Start of DATA SHOWN

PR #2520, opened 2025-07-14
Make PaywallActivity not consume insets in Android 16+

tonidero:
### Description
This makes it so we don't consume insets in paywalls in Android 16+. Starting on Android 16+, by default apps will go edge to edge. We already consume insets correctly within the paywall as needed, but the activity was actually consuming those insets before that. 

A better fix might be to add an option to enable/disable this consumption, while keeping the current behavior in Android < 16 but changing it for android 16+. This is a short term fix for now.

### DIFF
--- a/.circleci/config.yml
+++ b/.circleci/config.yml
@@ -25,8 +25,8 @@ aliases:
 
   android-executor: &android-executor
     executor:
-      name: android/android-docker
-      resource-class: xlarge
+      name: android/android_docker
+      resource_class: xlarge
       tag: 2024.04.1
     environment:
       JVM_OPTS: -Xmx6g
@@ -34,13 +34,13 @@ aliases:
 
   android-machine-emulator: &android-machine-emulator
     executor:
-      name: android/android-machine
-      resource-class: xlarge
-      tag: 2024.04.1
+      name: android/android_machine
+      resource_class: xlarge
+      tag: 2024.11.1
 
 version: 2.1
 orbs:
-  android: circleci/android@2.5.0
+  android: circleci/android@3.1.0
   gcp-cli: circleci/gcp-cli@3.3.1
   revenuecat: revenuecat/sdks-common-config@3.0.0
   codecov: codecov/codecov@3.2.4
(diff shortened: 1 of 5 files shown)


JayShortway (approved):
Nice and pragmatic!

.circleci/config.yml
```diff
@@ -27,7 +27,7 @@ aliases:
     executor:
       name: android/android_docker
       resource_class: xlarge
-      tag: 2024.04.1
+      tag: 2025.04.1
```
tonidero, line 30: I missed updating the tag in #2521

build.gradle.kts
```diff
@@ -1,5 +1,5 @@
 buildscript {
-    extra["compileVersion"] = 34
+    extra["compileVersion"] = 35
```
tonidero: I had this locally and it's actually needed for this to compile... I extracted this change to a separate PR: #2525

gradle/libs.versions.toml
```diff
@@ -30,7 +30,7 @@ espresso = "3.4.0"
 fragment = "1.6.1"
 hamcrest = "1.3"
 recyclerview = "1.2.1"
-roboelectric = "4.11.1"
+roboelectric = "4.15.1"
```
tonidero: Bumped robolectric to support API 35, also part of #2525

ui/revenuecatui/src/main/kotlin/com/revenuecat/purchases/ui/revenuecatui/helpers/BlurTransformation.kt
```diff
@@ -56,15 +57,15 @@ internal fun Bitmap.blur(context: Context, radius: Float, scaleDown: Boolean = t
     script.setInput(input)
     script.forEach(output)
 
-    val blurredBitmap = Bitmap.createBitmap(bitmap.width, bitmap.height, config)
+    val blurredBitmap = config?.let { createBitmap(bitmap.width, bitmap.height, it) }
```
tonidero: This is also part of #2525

End of DATA SHOWN

- TASK REQUIREMENTS -
Please work out how many lines above contain the string "blurredBitmap", and reply with that number alone.

- COMPLETED TASK -
2